社交网络查询的幂律曲线拟合
Twitter 最近宣布,您可以通过以下方式高精度地估算任何给定 Twitter 用户的排名:在以下公式中输入他们的关注者数量:
exp($a + $b * log(follower_count))
where $a=21 and $b=-1.1
这显然比按给定用户的关注者计数对整个用户列表进行排序要高效得多。
如果您有来自不同社交网站的类似数据集,您如何导出 $a 和 $b 的值以适合该数据集?基本上是一些频率列表,其分布被假定为幂律。
Twitter recently announced that you can approximate the rank of any given twitter user with high accuracy by inputting their follower count in the following formula:
exp($a + $b * log(follower_count))
where $a=21 and $b=-1.1
This is obviously a lot more efficient than sorting the entire list of users by follower count for a given user.
If you have a similar data set from a different social site, how could you derive the values for $a and $b to fit that data set? Basically some list of frequencies the distribution of which is assumed to be power law.
如果你对这篇内容有疑问,欢迎到本站社区发帖提问 参与讨论,获取更多帮助,或者扫码二维码加入 Web 技术交流群。
绑定邮箱获取回复消息
由于您还没有绑定你的真实邮箱,如果其他用户或者作者回复了您的评论,将不能在第一时间通知您!
发布评论
评论(2)
您有以下模型:
相当于:
因此,如果您记录数据集,您最终会得到一个线性模型,因此您可以使用 线性回归以确定
a
和b
的最佳拟合值。然而,这一切对我来说听起来毫无意义。谁敢说某个特定的网站可以使用这种关系来确定用户排名?
You have the following model:
which is equivalent to:
Therefore, if you take logs of your data set, you end up with a linear model, so you can then use linear regression to determine the best-fit values of
a
andb
.However, this all sounds pretty meaningless to me. Who's to say that a given networking site determines user rank using this sort of relationship?
您可以使用名为“Solver”的 Microsoft Excel 加载项。

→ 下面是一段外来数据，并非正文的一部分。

PR #404, opened 2019-01-17
Matching UML and ttl, other tweaks per discussions.

fosterlynn:
Note: UML will have to be changed again, but it is a a lot better than what is there now.


fosterlynn:
cut a webvowl pic also, just for now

它包含在 Excel 中,但默认情况下并不总是安装。在您的 Excel 版本中查找“加载项”和“求解器”并加载它。
安装加载项后,请执行以下操作:
创建新工作表。在 A 列中,您将输入每个人的 ID(可选)
B 列,关注者数量。
如果数据未排序,则使用 B 列排序。
在 C 列上放置排名(你知道,1、2、3等)
在单元格 D1 中输入值 21,在单元格 E1 中输入 -1.1。这些是 $A 和 $B 的 Twitter 值。这些是我们的基本价值观。它们可能会改变。

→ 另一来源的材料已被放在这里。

PR #407, opened 2019-01-19
removed Transfer

elf-pavlik:
Currently we discuss how to model *transfer of rights and responsibilities* in #148 as well as we have a dedicated [*transfer milestone*](https://github.com/valueflows/valueflows/milestone/5)

At this moment `vf:Transfer` only attempts to track provenance in very special case, at the same time #392 tries to look for general way of tracking provenance and very likely we will need to defer it to [*composition milestone*](https://github.com/valueflows/valueflows/milestone/3)

#389 clarifies definitions of actions, including which do *change existence* and which not. Given that one can easily filter processes which have aspect of transformation from those which do not. Also based on #148 and *transfer milestone* one will have a way to filter processes referenced from flows that involve any kind of transfer.

Given above and in addition as shown in #393 that some processes currently recommended to record as `vf:Transfer`, will require flows for *use* and *work*, it seems reasonable to simple use Process for all those scenarios and document how to reason weather any Process that have aspect of transformation, transportation, transfer etc.

NOTE: github doesn't present diff very well here, this PR mostly rearranges order of sections and makes minor edits to few of the sections.


fosterlynn:
>At this moment vf:Transfer only attempts to track provenance in very special case

Between Transfer and Process, provenance can be tracked in all cases as far as I know.  That was certainly the idea.

elf-pavlik:
If one replaces every instance of `vf:Transfer` with an instance of `vf:Process` how does it affect tracking & tracing (provenance) ?

> #389 clarifies definitions of actions, including which do change existence and which not. Given that one can easily filter processes which have aspect of transformation from those which do not.

once again one can filter flows based on their actions so we don't seem distinct Process and Transfer for that functionality

fosterlynn:
Transfer is gone now.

在单元格 D2 中输入如下公式:=exp($E$1+$F$1*log(B2))
复制数据末尾 D2 处的公式。
在单元格 E2 中输入一个公式,将实际排名与公式结果(即方差)进行比较。例如,=sqrt(c2*c2+d2*d2)。实际值和预测值越接近,该值就会趋于0。
将单元格 E2 复制到数据末尾。
在数据底部的 E 列中,对方差求和。例如,假设您的数据有 10,000 个值。在单元格 E10001 中输入 =sum(e2:e10000)。
转到菜单“数据”,然后查找“求解器”菜单位置。该位置可能很大程度上取决于您的 Excel 版本。使用“帮助”工具搜索“Goal Seek”。
按照“帮助”中的说明(我现在必须走了)来使用求解器插件。显然,变化的单元格是D1和E1,目标是使E10001(方差之和)尽可能接近于零。
You could use the Microsoft Excel add-in named "Solver". It is included with Excel, but not always installed by default. Look for "add-in" and "solver" at your Excel version and load it.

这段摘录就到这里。